__Stored data entries__
——

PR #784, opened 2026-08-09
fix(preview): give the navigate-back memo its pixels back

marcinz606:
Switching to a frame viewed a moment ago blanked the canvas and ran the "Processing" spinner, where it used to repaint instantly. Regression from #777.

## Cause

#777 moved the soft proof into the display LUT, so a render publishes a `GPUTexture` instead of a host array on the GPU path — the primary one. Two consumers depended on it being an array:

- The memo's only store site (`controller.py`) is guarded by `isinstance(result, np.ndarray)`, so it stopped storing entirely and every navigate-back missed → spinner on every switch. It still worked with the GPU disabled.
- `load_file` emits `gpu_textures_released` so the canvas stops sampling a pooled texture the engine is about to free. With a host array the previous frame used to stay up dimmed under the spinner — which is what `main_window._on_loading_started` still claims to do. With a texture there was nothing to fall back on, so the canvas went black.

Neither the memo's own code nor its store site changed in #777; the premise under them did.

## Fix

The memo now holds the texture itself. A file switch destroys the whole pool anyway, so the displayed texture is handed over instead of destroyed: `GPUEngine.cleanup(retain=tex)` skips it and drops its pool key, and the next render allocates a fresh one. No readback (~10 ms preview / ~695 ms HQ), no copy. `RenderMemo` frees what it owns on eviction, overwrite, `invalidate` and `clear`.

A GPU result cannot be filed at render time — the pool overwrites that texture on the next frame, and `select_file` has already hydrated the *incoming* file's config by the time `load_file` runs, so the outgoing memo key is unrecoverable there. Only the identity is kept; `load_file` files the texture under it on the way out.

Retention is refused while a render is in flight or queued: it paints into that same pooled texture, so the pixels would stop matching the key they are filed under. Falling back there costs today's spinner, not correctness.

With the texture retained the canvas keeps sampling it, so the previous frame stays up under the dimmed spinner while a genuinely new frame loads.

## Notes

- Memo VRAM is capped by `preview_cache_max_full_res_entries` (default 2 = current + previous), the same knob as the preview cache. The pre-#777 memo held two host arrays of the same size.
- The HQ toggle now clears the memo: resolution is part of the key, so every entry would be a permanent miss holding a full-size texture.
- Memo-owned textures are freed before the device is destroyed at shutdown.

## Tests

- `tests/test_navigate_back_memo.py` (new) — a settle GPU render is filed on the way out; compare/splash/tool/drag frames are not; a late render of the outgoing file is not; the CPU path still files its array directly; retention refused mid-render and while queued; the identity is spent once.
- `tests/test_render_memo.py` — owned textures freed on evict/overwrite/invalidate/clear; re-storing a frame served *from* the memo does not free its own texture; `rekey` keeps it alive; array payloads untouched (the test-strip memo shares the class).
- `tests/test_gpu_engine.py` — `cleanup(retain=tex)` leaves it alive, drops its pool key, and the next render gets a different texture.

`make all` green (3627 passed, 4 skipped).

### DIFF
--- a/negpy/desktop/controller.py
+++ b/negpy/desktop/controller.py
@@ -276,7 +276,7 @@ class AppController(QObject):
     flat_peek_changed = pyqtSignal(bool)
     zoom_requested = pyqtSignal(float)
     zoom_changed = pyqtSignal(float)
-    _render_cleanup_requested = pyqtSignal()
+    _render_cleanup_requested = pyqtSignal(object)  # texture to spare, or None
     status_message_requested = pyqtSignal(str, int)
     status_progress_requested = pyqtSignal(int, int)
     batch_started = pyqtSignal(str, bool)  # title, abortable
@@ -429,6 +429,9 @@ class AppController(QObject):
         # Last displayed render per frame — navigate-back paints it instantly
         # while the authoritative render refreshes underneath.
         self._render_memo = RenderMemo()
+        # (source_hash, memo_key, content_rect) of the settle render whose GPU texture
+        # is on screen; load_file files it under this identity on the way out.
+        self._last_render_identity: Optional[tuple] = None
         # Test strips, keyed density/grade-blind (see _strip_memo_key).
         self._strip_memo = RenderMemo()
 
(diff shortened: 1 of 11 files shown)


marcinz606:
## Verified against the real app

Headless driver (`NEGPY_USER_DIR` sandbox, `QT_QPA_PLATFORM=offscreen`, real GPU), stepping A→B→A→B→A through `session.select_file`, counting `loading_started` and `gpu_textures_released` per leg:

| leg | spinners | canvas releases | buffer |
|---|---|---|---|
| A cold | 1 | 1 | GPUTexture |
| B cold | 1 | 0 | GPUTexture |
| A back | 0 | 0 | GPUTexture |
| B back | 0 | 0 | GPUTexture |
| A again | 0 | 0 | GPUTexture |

——

__What the exercise asks__
Check every line of the data above for the string "keeps", and copy those that have it.

__Result__
With the texture retained the canvas keeps sampling it, so the previous frame stays up under the dimmed spinner while a genuinely new frame loads.
- `tests/test_render_memo.py` — owned textures freed on evict/overwrite/invalidate/clear; re-storing a frame served *from* the memo does not free its own texture; `rekey` keeps it alive; array payloads untouched (the test-strip memo shares the class).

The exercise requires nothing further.